[“THE EDGE OF THE FUTURE” SERIES.]
THE RACE TO THE NORTH POLE.
THE EXPEDITIONS OF NANSEN AND JACKSON.
By Hugh Robert Mill, D.Sc.,
Author of “The Realm of Nature.”
INTRODUCTION.
Arctic enthusiasm is an intermittent fever, returning in almost epidemic form after intervals of normal indifference. Twelve years ago there was a wide-spread outbreak, but for the last ten years the symptoms have never been so severe as to result in a great expedition. If all goes well this summer there will be a renewed paroxysm; no less than three new ventures northward being sent out by different routes to converge on the pole.
It is refreshing, in this prosaic time, to recognize the power of pure sentiment in the quest for glory. Polar research is a survival, or rather an evolution, of knight-errantry, and our Childe Rolands challenge the “Dark Tower of the North” as dauntlessly as ever their forbears wound slug-horn at gate of enchanted castle. The “woe of years” invests the quest with elements which redeem failure from disgrace; but whoever succeeds in overcoming the difficulties that have baffled all the “lost adventurers” will make the world ring with his fame as it never rang before. We commonplace human beings are as quick to see and prompt to appreciate heroic daring, perseverance, and valor as ever were the dames of mythic Camelot; and the race for the pole will be watched by the world with generous sympathy.
Incidentally the fresh Arctic journeys must secure much scientific information, but that aspect of them appeals to the few.
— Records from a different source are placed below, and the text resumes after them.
PR #2572, opened 2020-11-09
[Performance][URP] Add iOS tests

sophiaaar:
### Purpose of this PR
* Add iOS runtime and build tests
* Fix Android build tests
* Change Boat Attack branch to master

---
### Testing status
* Ran tests on yamato (https://yamato.cds.internal.unity3d.com/jobs/902-Graphics/tree/performance%252Fios)
* Checked performance RunId in BigQuery to ensure the correct data is being reported
* Ran non-perf editmode tests to check that they are unaffected by the changes to their yml

---
### Comments to reviewers

### DIFF
--- a/.yamato/config/universal_perf_boatattack.metafile
+++ b/.yamato/config/universal_perf_boatattack.metafile
@@ -8,6 +8,7 @@ test_platforms:
     utr_flags:
       - [all]: --report-performance-data
       - [all]: --performance-project-id=BoatAttack
+      - [iPhone_Metal]: --timeout=2400
     utr_flags_build:
       - [all]: --extra-editor-arg="-executemethod" --extra-editor-arg="Editor.Setup"
       - [all]: --extra-editor-arg="-addscenetobuild=Assets/scenes/Testing/benchmark_island-static.unity"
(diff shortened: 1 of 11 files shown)


.yamato/config/__shared.metafile
```diff
@@ -138,6 +138,8 @@ test_platforms:
       - [all]: --scripting-backend=<SCRIPTING_BACKEND> 
       - [all]: --platform=editmode
       - [all]: --extra-editor-arg="-colorspace=<COLORSPACE>"
+      - [Android_OpenGLES3, Android_Vulkan]: --platform=Android
```
kivistikliis, line 141: I was wondering, if this is performance specific stuff, not general editmode (since in general we dont do editmode for those anyways), should it be in performance metafile or shared? I don't have much preference in this, so feel free to leave as is! just thought to bring it to discussion :)

kivistikliis (approved):
looks good to me!

.yamato/config/__shared.metafile
sophiaaar: i was trying to keep it consistent with standalone and playmode, and ios/android only run performance editmode tests, so this part doesnt affect the other jobs :)

sophiaaar:
cancelled un-needed jobs as windows was untouched in the last commit anyway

It is as a display of the grandest powers of man in conflict with the tyranny of his surroundings that Arctic travel appeals directly to the heart. Since McClure, in 1850, forced the north-west passage from Bering Strait to Baffin Bay, and Nordenskjold, in 1878, squeezed the “Vega” through, between ice and land, from the North Cape to the Pacific, the futility of the golden dreams of the greedy old merchants who tried to reach the wealth of the Orient by short cuts through the ice has been demonstrated. Although no money is likely to be made out of the Arctic, we want information thence which it is almost impossible to get; and the almost impossible is dear to every valiant heart.
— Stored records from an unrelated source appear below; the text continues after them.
PR #2574, opened 2020-11-09
[HDRP] Fix issue with previous frame exposure texture being not null, but containing garbage

FrancescoC-unity:
The first frame we bind exposure to the empty texture to avoid using uninitalized history. Second frame both history textures are allocated, however because previous frame we did not use the history system, they will now contain garbage.

This fixes issues that were reported on some platforms that caused random black squares appearing on screen (due to volumetric using previous frame exposure along the current frame exposure). 

The fix perform a small clear to a valid exposure texture upon allocating the textures, so that they are never invalid. This is essentially free as it is a 1x1 texture. 

**What did I test**
This has been validated as a valid fix but the person that reported the original issue. 
I also checked that the template still looks the same. 

Yamato: https://yamato.cds.internal.unity3d.com/jobs/902-Graphics/tree/HDRP%252Ffix-exposure-history-being-garbage-first-frame/.yamato%252Fall-hdrp.yml%2523All_HDRP_trunk

### DIFF
--- a/.yamato/config/universal.metafile
+++ b/.yamato/config/universal.metafile
@@ -14,7 +14,7 @@ test_platforms:
   - type: playmode
     name: playmode_XR
     utr_flags:
-      - [all]: --extra-editor-arg="-xr-tests" 
+      - [all]: --extra-editor-arg="-xr-tests"
 platforms:
   - name: Win
     apis:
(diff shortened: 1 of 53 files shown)


sebastienlagarde (approved):

sebastienlagarde:
https://github.com/Unity-Technologies/Graphics/pull/2621/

We know a good deal about the state of matters near the poles, but yet not enough to let us understand all the phenomena of our own lands. In this respect, however, the South Pole is the most promising field, for its surroundings probably conceal the mainspring of the great system of winds which do the work of the air on every land and sea. Dr. Nansen has promised to go there after returning from the North, and solving its simpler problems. The chilly distinction of being the coldest part of the earth is probably due to the northern parts of Eastern Siberia, and not to the North Pole. The “magnetic pole,” where the needle hangs vertically, has been found in the Arctic archipelago north of America, and in many ways scientific observations there are worth more than at the North Pole itself.
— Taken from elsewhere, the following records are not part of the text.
PR #2575, opened 2020-11-09
Consolidated ray tracing documentation to make blue book links point to reference documentaiton

JordanL8:
### Purpose of this PR
Moves the ray-traced effect reference documentation to the override where it actually exists and provided suitable links from the original page. Now when a user presses the blue book expecting to see information about ray-traced effects, they will see them

Are there any more to do? The rest didn't seem to be on overrides so I left them as they were.


sebastienlagarde (approved):

sebastienlagarde:
Great, yes you have catch all of them. thanks!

We know that, if attained, the North Pole would probably be like any other part of the Arctic regions, presenting a landscape of ice and snow, perhaps with black rock showing here and there, containing fossils of a former age of heat, perhaps broken by pools or lanes of open water. The pole has no physical mark any more than the top of a 148 spinning coin has, and the pole is not even a fixed point; like the end of the axis of the spinning coin, it moves a little to and fro on the circumference. If the geographical point were reached, the pole-star would be seen shining almost vertically overhead, describing a tiny circle around the actual zenith; and all the other stars of the northern half of the sky would appear slowly wheeling in horizontal circles, never rising, never setting, and each completing its circuit in the space of twenty-three hours and fifty-six minutes. In summer the sun would appear similarly, never far above the horizon, but circling for more than half the year in a spiral, winding upward until about 25° above the horizon, and winding downward again until lost to view. The periods of daylight and darkness at the poles do not last exactly six months each, as little geography books are prone to assert. Such little books ignore the atmosphere for the sake of simplicity, but the air-shell that shuts in our globe bends the rays of light, so that the sun appears before his theoretical rising, and remains in sight after his theoretical setting. At the pole, in fact, the single “half-yearly day” is a week longer than the one “half-yearly night.”